In all seriousness, is there a reason you are even trying this? Are any of you guys going arabic speakers? Better, anyone GCC citizens??


----------



## Canuck_Sens

I second Jynx comments, have someone speaking Arabic with you (if possible). You never know what's out there and the language barrier just complicates. Also, you would need to check your insurance coverage guess you need buy insurance on the spot. Or go with someone who already 've done this.

Or grab a flight and hire a car there on the spot.

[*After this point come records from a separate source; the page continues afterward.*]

PR #291, opened 2022-03-25
Fixes to achieve deterministic codegen

kaushikcfd:
Will implement a regression in a separate PR, as soon as a solution for https://github.com/inducer/pytato/pull/289#discussion_r834778926 lands.


inducer:
LGTM, thanks!

inducer:
For posterity's reference: https://github.com/inducer/pymbolic/pull/88 implements the NaN type in pymbolic.

PR #292, opened 2022-03-25
Fix visualization of index nodes

inducer:
Previously, arrays in `indices` showed up stringified in the node, rather than as an edge.

### DIFF
--- a/pytato/visualization.py
+++ b/pytato/visualization.py
@@ -40,7 +40,8 @@ from pytato.loopy import LoopyCall
 
 from pytato.array import (
         Array, DataWrapper, DictOfNamedArrays, IndexLambda, InputArgumentBase,
-        Stack, ShapeType, Einsum, Placeholder, AbstractResultWithNamedArrays)
+        Stack, ShapeType, Einsum, Placeholder, AbstractResultWithNamedArrays,
+        IndexBase)
 
 from pytato.codegen import normalize_outputs
 from pytato.transform import CachedMapper, ArrayOrNames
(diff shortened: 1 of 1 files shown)


pytato/visualization.py
```diff
@@ -162,6 +164,36 @@ def map_stack(self, expr: Stack) -> None:
 
     map_concatenate = map_stack
 
+    def map_basic_index(self, expr: IndexBase) -> None:
+        info = self.get_common_dot_info(expr)
+
+        indices_parts = []
+        for i, index in enumerate(expr.indices):
+            if isinstance(index, (int, np.integer)):
```
kaushikcfd, line 172: I think this misses a few int-types. Better to use: https://github.com/inducer/pytato/blob/c8189578bc1e165746bd385a41c4b4db5f6b0735/pytato/scalar_expr.py#L74-L75?

kaushikcfd (approved):
LGTM, Thank you!

pytato/visualization.py
kaushikcfd:
```python
>>> for i in (int, np.int8, np.int16, np.int32, np.int64, np.uint8,
...           np.uint16, np.uint32, np.uint64):
...     a = i(2)
...     print(isinstance(a, (int, np.integer)))
... 
True
True
True
True
True
True
True
True
True
```

Oops no, I was wrong.

inducer: Yep, thanks: https://github.com/inducer/pytato/compare/0b21b7a34b195aeb9228d89d0d08a31c982410d2..34d8b5f37c21934f9ea7c28af7edebb946303f3b

PR #427, opened 2023-04-19
Make the parametric type of CachedMapper to be the return type

kaushikcfd:
Before this patch, the parametric type in CachedMapper denoted the input type of the mapper which is unnecessary as the input type is always `ArrayOrNames`.

I think https://github.com/inducer/pytato/issues/409 is also talking about this same thing.

### DIFF
--- a/pytato/transform/__init__.py
+++ b/pytato/transform/__init__.py
@@ -49,8 +49,11 @@ from pytato.tags import ImplStored
 from pymbolic.mapper.optimize import optimize_mapper
 
 ArrayOrNames = Union[Array, AbstractResultWithNamedArrays]
-MappedT = TypeVar("MappedT", bound=ArrayOrNames)
+MappedT = TypeVar("MappedT",
+                  Array, AbstractResultWithNamedArrays, ArrayOrNames)
 CombineT = TypeVar("CombineT")  # used in CombineMapper
+CopyMapperResultT = TypeVar("CopyMapperResultT",  # used in CopyMapper
+                            Array, AbstractResultWithNamedArrays, ArrayOrNames)
 CachedMapperT = TypeVar("CachedMapperT")  # used in CachedMapper
 IndexOrShapeExpr = TypeVar("IndexOrShapeExpr")
 R = FrozenSet[Array]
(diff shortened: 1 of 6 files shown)


pytato/transform/__init__.py
```diff
@@ -49,8 +49,11 @@
 from pymbolic.mapper.optimize import optimize_mapper
 
 ArrayOrNames = Union[Array, AbstractResultWithNamedArrays]
-MappedT = TypeVar("MappedT", bound=ArrayOrNames)
+MappedT = TypeVar("MappedT",
+                  Array, AbstractResultWithNamedArrays, ArrayOrNames)
 CombineT = TypeVar("CombineT")  # used in CombineMapper
+CopyMapperT = TypeVar("CopyMapperT",  # used in CopyMapper
+                      Array, AbstractResultWithNamedArrays, ArrayOrNames)
```
inducer, line 56: Isn't the inclusion of `ArrayOrNames` redundant here?

pytato/transform/__init__.py
```diff
@@ -49,8 +49,11 @@
 from pymbolic.mapper.optimize import optimize_mapper
 
 ArrayOrNames = Union[Array, AbstractResultWithNamedArrays]
-MappedT = TypeVar("MappedT", bound=ArrayOrNames)
+MappedT = TypeVar("MappedT",
+                  Array, AbstractResultWithNamedArrays, ArrayOrNames)
 CombineT = TypeVar("CombineT")  # used in CombineMapper
+CopyMapperT = TypeVar("CopyMapperT",  # used in CopyMapper
```
inducer, line 55:
```suggestion
MapperResultT = TypeVar("CopyMapperT",  # used in CopyMapper
```
?
Or `CopyMapperResultT`?

inducer (commented):
Thanks! Looks good generally, just some nits below.

pytato/transform/__init__.py
inducer: :shrug: Oh well. Not a big issue. Thanks for checking!

inducer:
Thx! Pushed a minor fix, LGTM.

PR #432, opened 2023-04-21
Type cache key as `Hashable`

inducer:
This was the fix I thought I had pushed to #430  but didn't. :facepalm:


kaushikcfd (approved):
LGTM, thanks! I noticed the diff was zero, but then I thought maybe you noticed a bug in the commit message:).

PR #434, opened 2023-05-04
New distributed-memory DAG partitioner, rebased

inducer:
This supersedes #393 and #401 and is a rebase of those onto current main.

This has the beginnings of a new algorithm for the DAG partitioner that provably (I think!) will not artificially introduce cycles into the partitioned DAG.

Draft because:
- [ ]  It is not possible to implement a guaranteed cycle-free `find_distributed_partition` without communication. As a result, the interface to `find_distributed_partition` has to change in a backwards-incompatible way, so that we can get an MPI communicator. So this needs to merge at the same time as corresponding downstream PRs. `find_distributed_partition` is now also MPI-collective.
    - [ ] Remove the fall-back code path introduced by https://github.com/inducer/grudge/pull/298.
- [x] @majosm observed that running `examples/distributed.py` with three ranks caused cycles at a point. Add tests based on it.
- [x] Update the description of the algorithm in the docstring.

Notes:
- There's a description of the proposed algorithm in the docstring of the new `find_distributed_partition`. That may be nicer to look at rendered in sphinx.
- This generously pilfers ideas and some code from @kaushikcfd's approach in #277.

cc @majosm @matthiasdiener @kaushikcfd @nkoskelo

Closes: #378.


inducer:
@majosm It'd be nice if you could take a look to see if you spot any issues with the rebase.

My goal is to review the for-now separate commits and squash them into the "New DAG partitioner one" as I go, over the next few days, hopefully readying this for merge pretty soon.

inducer:
OK, this is all reviewed. I made a few notes and will push a few fixes, hopefully tomorrow. After that, this should be good to merge.

inducer:
This is ready now. I've updated the docs and cleaned up a few minor things. Thanks for your work on this @majosm! I think this turned out rather nicely.

PR #437, opened 2023-05-18
"Concatenate calls" transformation

inducer:
This is derived from a rebased version #364 (which it supersedes) and includes only the "concatenate calls" transformation.

Draft because:
- [ ] Review comments from #364 need to be worked on.
- [x] Sits on top of #436.

### DIFF
--- a/pytato/transform/calls.py
+++ b/pytato/transform/calls.py
@@ -1,8 +1,13 @@
-"""
+from __future__ import annotations
+
+__doc__ = """
 .. currentmodule:: pytato.transform.calls
 
 .. autofunction:: inline_calls
+.. autofunction:: concatenate_calls
 .. autofunction:: tag_all_calls_to_be_inlined
+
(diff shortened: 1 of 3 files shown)


pytato/transform/calls.py
```diff
@@ -111,4 +141,1398 @@ def tag_all_calls_to_be_inlined(expr: ArrayOrNames) -> ArrayOrNames:
...
+    """
+    ndim = next(iter(arrays)).ndim
+    return (all(ary.ndim == ndim for ary in arrays)
+            and all(_have_same_axis_length(arrays, idim)
+                    for idim in range(ndim)
+                    if idim != iaxis))
+
+
+@attrs.define(frozen=True)
+class _InputConcatabilityGetterAcc:
```
inducer, line 322: Maybe spell out "Accumulator" if that's what's meant?

inducer:
Superseded by #477.

PR #438, opened 2023-05-22
Split visualization.py

kaushikcfd:
Use separate file for emitting dot and emitting asciidag.

(A hidden agenda is that I'm working on another mode of visualization and would prefer keeping its logic in a separate file)


inducer:
Thx!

I sure can understand how adventurous and pretty exciting a road warrior exercise can be but the risks might outweigh the benefits ? This is not Canada - ON to US FL drive lemme tell yua.


----------



## Toon

Unless you know someone with serious wasta in Saudi, you wont get allowed to drive there.

Seriously.

Forget it, it'll never happen before sunderland win the premiership....


----------



## noisyboy

There is no language barriers and as much as the saudis are behind they still speak English. If you get your transit visa sorted then you should be in Dubai in 6 hours tops! 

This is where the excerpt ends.